Investigation of Isolation Approaches and the Stoichiometry of SiNx Passivation Layers in “Buffer-Free” AlGaN/GaN Metal–Insulator–Semiconductor High-Electron-Mobility Transistors

Artikel i vetenskaplig tidskrift, 2023

Critical process modules for the fabrication of metal–insulator–semiconductor high-electron-mobility transistors (MISHEMTs) based on a novel ‘buffer-free’ AlGaN/GaN heterostructure grown with metal–organic chemical vapor deposition (MOCVD) are presented. The methods of isolation and passivation for this type of heterostructure are investigated.

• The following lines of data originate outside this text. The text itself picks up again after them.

PR #169, opened 2017-07-12
Fixed travis build error

iambibhas:
Previously `nosetests` had to be told where the tests are explicitly, I removed that when updating travis config with runtests. added `where` config to `setup.cfg` to fix it.

Also removed some redundant `drop_all()` and `create_all()` statements. `init_data()` does both. All the tests call `init_data()` in their `setUp()` function.


tests/test_kharcha.py
```diff
@@ -13,8 +13,6 @@ class TestKharchaAPI(unittest.TestCase):
     def setUp(self):
         self.ctx = app.test_request_context()
         self.ctx.push()
-        db.drop_all()
-        db.create_all()
```
jace: We have to drop and create the db structure between tests to ensure there's no overlap between test cases.

iambibhas: @jace the next line calls `init_data()` which does both `drop_all()` and `create_all()`

iambibhas: All the tests call `init_data()` in their `setUp()` function.

PR #173, opened 2017-09-05
adds validation to prevent finalized invoices from being modified

shreyas-satish:


boxoffice/models/invoice.py
```diff
@@ -72,6 +73,18 @@ def __init__(self, *args, **kwargs):
...
+    @property
+    def is_final(self):
+        return self.status == INVOICE_STATUS.FINAL
+
+@event.listens_for(Invoice, 'before_update')
+def validate_immutable_finalized_invoice(mapper, connection, target):
+    """
+    Raises ValueError if a finalized invoice is being modified. Allows for the status to be toggled.
+    """
+    if target.is_final and get_history(target, 'status').deleted.count(INVOICE_STATUS.DRAFT) == 0:
```
jace: What does `get_history` do? Can you document what's happening here with a comment?

boxoffice/models/invoice.py
```diff
@@ -72,6 +73,20 @@ def __init__(self, *args, **kwargs):
...
+        return self.status == INVOICE_STATUS.FINAL
+
+@event.listens_for(Invoice, 'before_update')
+def validate_immutable_finalized_invoice(mapper, connection, target):
+    """
+    Raises ValueError if a finalized invoice is being modified. Allows the status to be toggled.
+    """
+    # get_history helps check if the invoice was previously in draft status.
+    # This check is necessary to allow edits to an invoice which may be transitioning from draft to final
+    if target.is_final and get_history(target, 'status').deleted.count(INVOICE_STATUS.DRAFT) == 0:
```
jace: Looks like you need `if inspect(target).attrs.status.loaded_value == INVOICE_STATUS.FINAL:`

jace: > If the value has not been loaded, or is otherwise not present in the object’s dictionary, returns NO_VALUE.

So `if inspect(target).attrs.status.loaded_value in (INVOICE_STATUS.FINAL, symbol('NO_VALUE')):`

This will prevent any changes to the `Invoice` if the `status` field was not loaded from the database, which I guess is okay.

boxoffice/models/invoice.py
```diff
@@ -72,6 +73,17 @@ def __init__(self, *args, **kwargs):
...
 
+    @property
+    def is_final(self):
+        return self.status == INVOICE_STATUS.FINAL
+
+    @validates('invoicee_name', 'invoicee_company', 'invoicee_email', 'invoice_no', 'invoiced_at',
+    'street_address_1', 'street_address_2', 'city', 'state', 'state_code', 'country_code', 'postcode',
+    'buyer_taxid', 'seller_taxid', 'customer_order_id', 'organization_id')
+    def validate_immutable_final_invoice(self, key, val):
+        if self.status is INVOICE_STATUS.FINAL:
```
jace: Use `==` when comparing integers. The `is` operator only works for small numbers due to a quirk of CPython optimisation.

boxoffice/views/order.py
```diff
@@ -336,15 +336,21 @@ def edit_invoice_details(order):
     invoice_dict = request.json.get('invoice')
     if not request.json or not invoice_dict:
         return api_error(message=_(u"Missing invoice details"), status_code=400)
+
+    invoice = Invoice.query.get(request.json.get('invoice_id'))
+    if invoice.is_final:
+        return api_error(message=_(u"This invoice has already been generated and hence cannot be modified"),
```
jace: Shouldn't you say "…has been finalised and hence cannot be modified?" The "generated" term is ambiguous.

PR #179, opened 2017-10-16
make title customizable, read discount coupons from parent window if …

shreyas-satish:
Changes:
- Makes the `title` on the ticket listing page optional. This is useful if this page is embedded as an iframe.
- If the ticketing widget is embedded in an iframe, discount coupons are checked for in the parent window.

### DIFF
--- a/boxoffice/views/item_collection.py
+++ b/boxoffice/views/item_collection.py
@@ -79,6 +79,8 @@ def item_collection(item_collection):
     (ItemCollection, {'name': 'item_collection_name', 'organization': 'organization'}, 'item_collection')
     )
 def item_collection_listing(organization, item_collection):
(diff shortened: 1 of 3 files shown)


boxoffice/views/item_collection.py
```diff
@@ -79,6 +79,8 @@ def item_collection(item_collection):
     (ItemCollection, {'name': 'item_collection_name', 'organization': 'organization'}, 'item_collection')
     )
 def item_collection_listing(organization, item_collection):
+    show_title = False if request.args.get('show_title') == 'f' else True
```
jace: Use `show_title = getbool(request.args.get('show_title', True))`

shreyas-satish: Fixed 👍

PR #181, opened 2017-10-26
Better subject lines for order emails

karthikb351:


jace:
What has changed? The two seem identical.

jace:
Oh right, previous was no subject parameter.

karthikb351:
@jace Right all the emails have the same subject line "Thank you for your order!". This includes the item collection and the receipt number in the subject.

PR #184, opened 2017-10-26
Settlement report

shreyas-satish:
Changes:

- Added a `previous_id` to `LineItem` to track versions properly, and a corresponding data migration to update the `previous_id`s retroactively.
- Added a method to retrieve the set of line items that were part of the first payment transaction.
- Added a `pg_refundid` to `PaymentTransaction` to track the refund id issued by the payment gateway.
- Added an integration for Razorpay which enables retrieval of settlements
- Added a method to map the settlements provided by Razorpay, with the transactions in Boxoffice
- Added UI to download the settlement report.


boxoffice/models/line_item.py
```diff
@@ -22,6 +22,8 @@ class LINE_ITEM_STATUS(LabeledEnum):
     #: a line item. Eg: a discount no longer applicable on a line item as a result of a cancellation
     VOID = (3, __("Void"))
 
+LINE_ITEM_STATUS.TRANSACTION = [LINE_ITEM_STATUS.CONFIRMED, LINE_ITEM_STATUS.VOID, LINE_ITEM_STATUS.CANCELLED]
```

Utilizing nitrogen implantation, it is possible to achieve off-state destructive breakdown voltages (BVs) of 2496 V for gate–drain distances up to 25 μm, whereas mesa isolation techniques limit the BV below 1284 V. The stoichiometry of the SiNx passivation layer displays a small impact on the static and dynamic on-resistance. However, MISHEMTs with Si-rich passivation show off-state gate currents in the range of 1–100 μA mm−1 at voltages above 1000 V, which is reduced below 10 nA mm−1 using a stoichiometric SiNx passivation layer. Destructive BVs of 1532 and 1742 V can be achieved using gate-integrated and source-connected field plates for MIHEMTs with stoichiometric and Si–rich passivation layers, respectively. By decreasing the field plate lengths, it is possible to achieve BVs of 2200 V. This demonstrates the implementation of MISHEMTs with high-voltage operation and low leakage currents on a novel “buffer-free” heterostructure by optimizing the SiNx stoichiometry.